We performed an integrated analysis of proteomic and transcriptomic datasets to develop potential diagnostic markers for early pancreatic cancer. In the discovery phase, a multiple reaction monitoring assay of 90 proteins identified by either gene expression analysis or global serum proteome profiling was established and applied to 182 clinical specimens. Nine proteins (P < 0.05) were selected for the independent validation phase and quantified using stable isotope dilution-multiple reaction monitoring-mass spectrometry in 456 specimens. Of these proteins, four proteins (apolipoprotein A-IV, apolipoprotein CIII, insulin-like growth factor binding protein 2 and tissue inhibitor of metalloproteinase 1) were significantly altered in pancreatic cancer in both the discovery and validation phase (P < 0.01). Moreover, a panel including carbohydrate antigen 19-9, apolipoprotein A-IV and tissue inhibitor of metalloproteinase 1 showed better performance for distinguishing early pancreatic cancer from pancreatitis (Area under the curve = 0.934, 86% sensitivity at fixed 90% specificity) than carbohydrate antigen 19-9 alone (71% sensitivity).Overall, we present the panel of robust biomarkers for early pancreatic cancer diagnosis through bioinformatics analysis that combined transcriptomic and proteomic data as well as rigorous validation on a large number of independent clinical samples.

Lee* S, Lee* S, Park WY, Lee** EA, Park** PJ. NGSCheckMate: software for validating sample identity in next-generation sequencing studies within and across data types. Nucleic Acids Research. 2017;45(11):e103.

In many next-generation sequencing (NGS) studies, multiple samples or data types are profiled for each individual. An important quality control (QC) step in these studies is to ensure that datasets from the same subject are properly paired. Given the heterogeneity of data types, file types and sequencing depths in a multi-dimensional study, a robust program that provides a standardized metric for genotype comparisons would be useful. Here, we describe NGSCheckMate, a user-friendly software package for verifying sample identities from FASTQ, BAM or VCF files. This tool uses a model-based method to compare allele read fractions at known single-nucleotide polymorphisms, considering depth-dependent behavior of similarity metrics for identical and unrelated samples. Our evaluation shows that NGSCheckMate is effective for a variety of data types, including exome sequencing, whole-genome sequencing, RNA-seq, ChIP-seq, targeted sequencing and single-cell whole-genome sequencing, with a minimal requirement for sequencing depth (>0.5X). An alignment-free module can be run directly on FASTQ files for a quick initial check. We recommend using this software as a QC step in NGS studies. AVAILABILITY: https://github.com/parklab/NGSCheckMate.

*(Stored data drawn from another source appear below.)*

PR #88, opened 2026-07-02
Add testnet-backed integration tests for paykit-sdk runtime

Jasonvdb:
## Motivation

The SDK's network-facing runtime modules were nearly untested. Every existing runtime test uses a session provider that returns `None`, so all network entry points short-circuit at "no Pubky session available" and the real publish, handshake, send/receive, and recovery paths never execute. Before this PR: `public_endpoints.rs` 5.3% line coverage, `private_stream.rs` 4.2%, `outbound_private.rs` 19.7%, `encrypted_links.rs` 28.9%, `recovery.rs` 38.7%.

paykit-lib solves this with an embedded-testnet harness and sits at 88%. This PR gives paykit-sdk the same treatment.

## What this adds

- `pubky-testnet` (with `embedded-postgres`) as a paykit-sdk dev-dependency. Already in Cargo.lock via paykit-lib, so zero new resolved crates.
- A new `paykit-sdk/tests/testnet_e2e/` integration-test binary that signs up real users on an ephemeral homeserver through the SDK's own `PubkySessionBootstrap`, wraps the resulting `PubkySessionAccess` in a real session provider, and drives the public API end to end.
- 9 tests across 5 flows, each file with at least one failure path:
  - public endpoint sync: publish + stale removal verified through unauthenticated `PublicStorage`; sync after sign-out fails with `Identity`
  - Encrypted Link Handshake: two-party Noise XX to `Linked` over real homeserver files; advance without stored handshake fails with `RecoveryRequired`
  - Private Payment List: enqueue -> send -> receive -> read roundtrip between linked peers; enqueue without a link fails with `RecoveryRequired`
  - recovery markers: publish/observe/remove roundtrip, including fail-closed blocking of private automation during recovery; publish without private link state fails with `Policy`
  - Paykit profiles: publish/fetch roundtrip; absent profile maps homeserver 404 to `Ok(None)`

## Protocol impacts

None. Test-only change, no `src/**` modifications, no public API changes.

## Coverage impact

Workspace line coverage 63.6% -> 69.5% (cargo llvm-cov). The new suite alone exercises 23% of paykit-sdk's lines. Target modules, measured before -> after on this branch:

| module | before | after |
|---|---|---|
| runtime/recovery.rs | 38.7% | 76.9% |
| runtime/outbound_private.rs | 19.7% | 54.8% |
| runtime/public_endpoints.rs | 5.3% | 52.0% |
| runtime/encrypted_links.rs | 28.9% | 51.1% |
| runtime/private_stream.rs | 4.2% | 38.7% |
| runtime/profiles.rs | 16.6% | 37.6% |
| pubky_session.rs | 35.9% | 50.7% |

## Validation

- `cargo test -p paykit-sdk --test testnet_e2e`: 9 passed, 0 failed, 22.9s
- `cargo test --workspace --all-features`: runs under `cargo llvm-cov` above, all green
- `cargo fmt --all --check`: clean
- `cargo clippy --workspace --all-targets --all-features -- -D warnings`: clean

## Follow-ups (out of scope)

- Advanceable test clock for lease-expiry and retry-backoff paths
- Crash-safety/replay tests (persist-order invariants, homeserver write faults)
- Receipts, Payment Requests, contacts, and backup end-to-end flows

### DIFF
--- a/paykit-sdk/tests/testnet_e2e/public_endpoints.rs
+++ b/paykit-sdk/tests/testnet_e2e/public_endpoints.rs
@@ -2,6 +2,14 @@ use paykit_sdk::{load_public_endpoint_records, PaykitSdkError, PublicationStatus
 
 use crate::harness::{build_testnet, receiving_detail, TestUser};
 
+/// Payload published for `identifier`, or `None` when the endpoint is absent.
+fn payload_of<'a>(list: &'a paykit_lib::PaymentList, identifier: &str) -> Option<&'a str> {
+    list.payment_endpoints
+        .iter()
+        .find(|(id, _)| id.as_str() == identifier)
+        .map(|(_, payload)| payload.as_str())
+}
+
 #[tokio::test]
 async fn test_sync_public_endpoints_publishes_and_removes_managed_endpoints() {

Zhang Y, Kwok-Shing Ng P, Kucherlapati M, Chen F, Liu Y, Tsang YH, Velasco G, Jeong KJ, Akbani R, Hadjipanayis A, Pantazi A, Bristow C, Lee E, Mahadeshwar H, Tang J, Zhang J, Yang L, Seth S, Lee S, Ren X, Song X, Sun H, Seidman J, Luquette L, Xi R, Chin L, Protopopov A, Westbrook T, Shelley CS, Choueiri T, Ittmann M, Van Waes C, Weinstein J, Liang H, Henske E, Godwin A, Park P, Kucherlapati R, Scott K, Mills G, Kwiatkowski D, Creighton C. A Pan-Cancer Proteogenomic Atlas of PI3K/AKT/mTOR Pathway Alterations. Cancer Cell. 2017;31(6):820–832.e3.

Molecular alterations involving the PI3K/AKT/mTOR pathway (including mutation, copy number, protein, or RNA) were examined across 11,219 human cancers representing 32 major types. Within specific mutated genes, frequency, mutation hotspot residues, in silico predictions, and functional assays were all informative in distinguishing the subset of genetic variants more likely to have functional relevance. Multiple oncogenic pathways including PI3K/AKT/mTOR converged on similar sets of downstream transcriptional targets. In addition to mutation, structural variations and partial copy losses involving PTEN and STK11 showed evidence for having functional relevance. A substantial fraction of cancers showed high mTOR pathway activity without an associated canonical genetic or genomic alteration, including cancers harboring IDH1 or VHL mutations, suggesting multiple mechanisms for pathway activation.